Guests: Gertjan Franken

Chair: Dave Cramer

Scribe(s): Matthew Chan

Content:


1. Gertjan Franken presents “Reading Between the Lines: An Extensive Evaluation of the Security and Privacy Implications of EPUB Reading Systems”.

Ivan Herman: See The published paper.

Ivan Herman: See presentation slides.

Dave Cramer: this is a special meeting of the epub3 wg, we have a guest.
… in the last meeting we talked about the paper written by our guest about security and privacy implications for epub 3 rs, and how that relates to review we’ve had from TAG and security and privacy wg.
… would you like to introduce yourself?.

Gertjan Franken: I am a security researcher, we researched security properties and vulnerabilities of epub rs.
… I’m a big reader, and when I discovered that web tech is underlying, that is how this interest started.
… happy to advise on this.

Dave Cramer: i know from reading your paper that epub 3.2 was the standard, this group is working on the next revision of the standard.
… this is the first time that epub is going through the full format w3c rec track.
… the earlier revision was subject to a much less involved process.
… so the big change is that we have to have tests for conformance.
… the other thing is the concept of horizontal review by other w3c groups, e.g. for a11y, for i18n, and of particular interest, security and privacy wg.
… also TAG, which also has an interest in security and privacy issues.
… based on that we’ve made some major changes, especially to that security and privacy section.
… we’ve written a threat model, our recommendations on security and privacy are now closer to normative.

Ivan Herman: we’ve also tried to be more precise, we have explicit reference to the origin model – e.g. each epub must have its own origin.
… we also clarified what the root URL of an epub instance is, something which influences the way relative URLs are interpreted.
… any relative URL that is used in a content document can be checked by epubchecker to see whether it would go “out” of the content.
… so where you researched the possibility of epub going into the fs, this is what we are trying to address.

Dave Cramer: See definition about the root URL.

Ivan Herman: of course, there are many things that a epubchecker cannot catch.
… we also started a discussion about file: URLs, which currently should not be used.
… we are discussion whether we should strengthen this to must not be used.
… but per our charter, we are under a strong requirement to be backwards compatibility.
… i.e. any valid epub 3.2 must be a valid 3.3.
… this would be an exception to that, but for many of us security is a stronger priority than backwards compatibility.
… that is why we need to discuss this now.
… as far as we know, there are no real epubs in the wild that use file: URL.

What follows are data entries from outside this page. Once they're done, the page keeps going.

PR #685, opened 2021-09-08
Make font paths relative to compiled CSS

froddd:
This should fix the fonts returning 404 on dev and should be consistent in all environments, as the static root always contains `styles` and `fonts`.

 - [ ] Changelog entry added.


bobmeredith (approved):
LGTM

PR #688, opened 2021-09-08
GP2-3223: Update codebase for new sector modelling in CMS

stevejalim:
This changeset swaps out the old sector pages for the new ones, as added by https://github.com/uktrade/directory-cms/pull/908

* Un-map the old sector and sub-sector pages from the sector template and re-map that template to the new models
* Ensure GA is expects the new page types
* Throw away context modifiers for sector and subsector pages - irrelevant to our new sector pages
* Drop more redundant tests
* Replace template content with placeholder JSON of raw data to prove data is flowing from the CMS

 - [X] Changelog entry added.


webbyfox (approved):
LGTM

PR #690, opened 2021-09-09
Front-end snags list #1

froddd:
- Changes slug used to trigger regions map on Investment landing page to `with-regions-map` as per the CMS help text.
- Ensures map takes precedence over any other content, in case it has been wrongly set, rather than displaying it alongside.
- Ensure card images span whole width
- Only show Region Spotlight if there is only one related region
- Show sector and sub-sectors if set

 - [ ] Changelog entry added.


core/tests/test_views.py
```diff
@@ -1392,6 +1392,29 @@ def test_getting_keyed_region_data_on_region_listing_page(
                'full_path'] == '/international/content/about-uk/regions/northern-ireland/'
 
 
+@patch('directory_cms_client.client.cms_api_client.lookup_by_path')
+def test_atlas_opportunity_page_sectors_label(mock_cms_response, rf):
```
stevejalim, line 1396: Nice one :)

investment_atlas/templates/investment_atlas/opportunity.html
```diff
@@ -4,6 +4,7 @@
 {% block css_layout_class %}atlas atlas-regular{% endblock css_layout_class %}
 
 {% block content %}
+    {% include 'investment_atlas/includes/debug_data.html' with data=page %}
```
stevejalim, line 7: One to come out?

```suggestion
```

stevejalim (changes requested):
Overall, Python/Django stuff looks fab, thanks!

Changes requested because there's a debug line left in there + I think it needs rebasing on develop and assets recompiling

bobmeredith (commented):
Looks good to me

stevejalim (approved):

PR #696, opened 2021-09-10
Gp2 3393 landing page mobile image

froddd:
Use newly-available `mobile_hero_image` for Investment Atlas landing page.

Use `<picture>` element with source for all instances of art direction.

 - [ ] Changelog entry added.


investment_atlas/templates/investment_atlas/homepage.html
```diff
@@ -4,12 +4,21 @@
 {% block content %}
     {% include 'investment_atlas/includes/debug_data.html' with data=page %}
     <div class="atlas-home">
-        <div class="atlas-home__image"></div>
+        <div class="atlas-home__image">
+            <picture>
+                <source srcset="{% static 'core/images/atlas/homepage-mobile.jpg' %}" media="(max-width: 767px)"
+                        width="1920"
```
bobmeredith, line 10: Why is this so large when it's only going to be rendered 767 max?

bobmeredith (approved):
Looks good, although I'm not quite understanding some of the image sizing.

investment_atlas/templates/investment_atlas/homepage.html
froddd: Now resized to 1534px wide, which maintains 2x density for retina/high-dpi displays.

PR #698, opened 2021-09-10
GP2-3392: Refactor Opportunity page to use specific intro and hero images

stevejalim:
(The CMS change is clearer and faster for editors to work with - see https://github.com/uktrade/directory-cms/pull/914 )

 - [X] Changelog entry added.


webbyfox (approved):

froddd (approved):
LGTM

PR #699, opened 2021-09-10
GP2-3375: Remove sectors list from Find-A-Supplier search page

stevejalim:
This changeset removes the Sector/Industry panel from the Find A Supplier page, as requested by the content team.

It also adds in a sub-nav (black strip) for the sibling pages in the Buy From the UK section we're retaining. 

Screenshot 2021-09-10 at 16-53-33 How we help you buy from the UK - great gov uk international

 - [X] Changelog entry added.

### DIFF
--- a/CHANGELOG.md
+++ b/CHANGELOG.md
@@ -3,6 +3,7 @@
 ## Pre-release
 
 ### Implemented enhancements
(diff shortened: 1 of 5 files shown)


webbyfox (approved):
LGTM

Gertjan Franken: can files be local to the user fs?.

Ivan Herman: it is local in the sense that files can be in the package, but we try to stop epubs from going outside the package.

Dave Cramer: you can use seven layers of ../ to try to climb out of the epub into the fs, but our new definition prevents that from happening.

Gertjan Franken: what about symbolic links? Does it address that?.

Ivan Herman: do you mean putting a symbolic link in the package that points outside the package?.
… could that work provided that file: URLs are disallowed?.

Gertjan Franken: you might circumvent it by making a symbolic file that you put into the zip archive, where the symbolic file refers to ../ for example.
… but we didn’t find a lot of rs where this could be abused.

Ivan Herman: from our point of view, I agree that we should document that as part of the possible threats.
… i don’t think specification wise, in the definition of the epub content, we could do that. That’s a concept that is not part of epub..
… but I understand, and yes, we should document that point.

Wendy Reid: should we start the presentation part of the meeting?.

Ivan Herman: can you link us to your slides too?.

Gertjan Franken: okay, no problem, I will put it online afterwards.

Ivan Herman: great, you can just send me the link and I will include with the minutes.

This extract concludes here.